Siempre he interpretado que, desde la izquierda ideológica, en general, hay un respeto a la interlocución, no se repite una instrucción en cadena, se discrepa internamente creando debates más ricos y no se amplifica una falsa expectación. Desde la izquierda ideológica, repito. Era evidente que la entrada de Unidas Podemos, Podemos en sus orígenes, en el mapa político, se inició con una suerte de campaña que atesoraba maestría en el control de redes sociales. Había muchas y muchos componentes jóvenes, lo que les daba la cátedra en estos medios frente a la poco alegre madurez de los partidos convencionales, que en las mismas redes no llegaban a calidad de infantes. Y el fluir de esa manera tan hábil les ayudó a achicar la gran desventaja de partida con los partidos de siempre, que contaban con su omnipresencia en todos los noticiarios y mesas de debate, artículos de prensa y entrevistas de radio.

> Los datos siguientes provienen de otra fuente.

PR #2842, opened 2021-06-12
fix(config): add additional productID for the Yale YKFCON

disforw:


disforw:
@zwave-js-bot fix lint

packages/config/config/devices/0x0129/ykfcon.json
```diff
@@ -8,12 +8,17 @@
...
+		{
+			"productType": "0x0600",
+			"productId": "0x0000"
 		}
 	],
 	"firmwareVersion": {
 		"min": "0.0",
 		"max": "255.255"
 	},
+	"supportsZWavePlus": true,
```
AlCalzone:
```suggestion
```
We don't use this anymore

packages/config/config/devices/0x0129/ykfcon.json
```diff
@@ -29,7 +34,7 @@
 			"$import": "templates/yale_template.json#auto_relock"
 		},
 		"3": {
-			"$import": "templates/yale_template.json#auto_relock_time_180"
+			"$import": "templates/yale_template.json#manual_relock_time"
```
AlCalzone, line 36: Did this change?
/cc @blhoward2

AlCalzone (changes requested):

packages/config/config/devices/0x0129/ykfcon.json
disforw: As per documentation, param 3 is 7-60 with default value of 7. This matches the “manual_relock_time” template.
http://manuals-backend.z-wave.info/make.php?lang=en&sku=YKFCON&cert=ZC10-18015918

disforw (commented):
No changes made.

packages/config/config/devices/0x0129/ykfcon.json
blhoward2: This looks right but that parameter is inconsistent in the template itself. It should be renamed to Auto Relock Time to match the others and the description should be removed. The template reference itself should also change to match the others (and fixed in any other files).

I can look at this later unless someone beats me to it.

AlCalzone: This manual also mentions the auto relock time of max. 180:
https://products.z-wavealliance.org/ProductManual/File%3Ffolder%3D%26filename%3DMarketCertificationFiles/3211/YaleRealLivingAssureSL_Z-WavePlus_SystemIntegratorsGuide.pdf

Could this be the difference between Yale's Z-Wave Module 1 and 2?

Edit: The manual I found isn't for the keyfree lock though, so maybe they do have two versions of the parameter 🤷🏻‍♂️

blhoward2 (approved):

AlCalzone (approved):
We'll clean up the template in another PR

PR #2845, opened 2021-06-13
fix(config): add v1 alarm mapping for Yale YRD120

mw-white:
The Yale YRD120 lock uses the same v1 notifications as the YRD220/240 and YRL210.  This patch adds the compat section to the YRD120 config.


AlCalzone:
@zwave-js-bot rename commit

A quienes parecía imposible bajar del atril, aunque fuera por escasos segundos, tan posicionados como estaban. Esa frescura de la llegada no pudo durarles mucho. Los adversarios aprendieron rápido, controlaron redes igual que ellos, no lo sabían hacer, pero podían contratar a quién supiera hacerlo. Así que, en ese estadio, tampoco, la izquierda ideológica podría volver a ganar. Quedaban algunos programas televisivos de mayor expectación, pocos, que les daban cabida, a la vez que nombraban los desaciertos de la derecha, pero tampoco así cesó el miedo a los radicales

¿Qué ocurría en realidad? Que estos programas que les daban atención, eran programas específicos de política, tanto en radio como en televisión, y aunque fueran programas en tono de humor, eran programas de política y los veía o escuchaba quién estaba buscando ese tipo de información o entretenimiento concreto.

Y aquí llega la gran victoria de la derecha. La derecha tiene sus programas específicos de política, como la izquierda ideológica, ya controla las redes sociales, está muy cómoda con la anomalía del sistema que permite la propagación de bulos y ataca a la izquierda, principalmente a la que desestabiliza sus cimientos, demonizando sus figuras de mayor protagonismo en programas de entretenimiento “no políticos”, en medio de la proposición de una nueva receta, tras la entrevista a una médica en prevención de diabetes infantil o insertando la opinión anti radicales en un debate sobre la idoneidad ,o no, de la entrega del Goya a la mejor actriz en la última gala. Esa derecha no respeta a su interlocutor o interlocutora, lanza el miedo: radical, coleta… sin considerar que al otro lado una persona se había conectado para ver una receta de arroz a la marinera.

Comprendiendo, ahora, esta forma de hacer política de partido, desde la derecha, vuelvo a buscar el término “populismo”; el de la rae: “tendencia política que pretende atraerse a las clases populares”. Sólo que esta vez la connotación de mentira o incumplimiento es realmente palpable.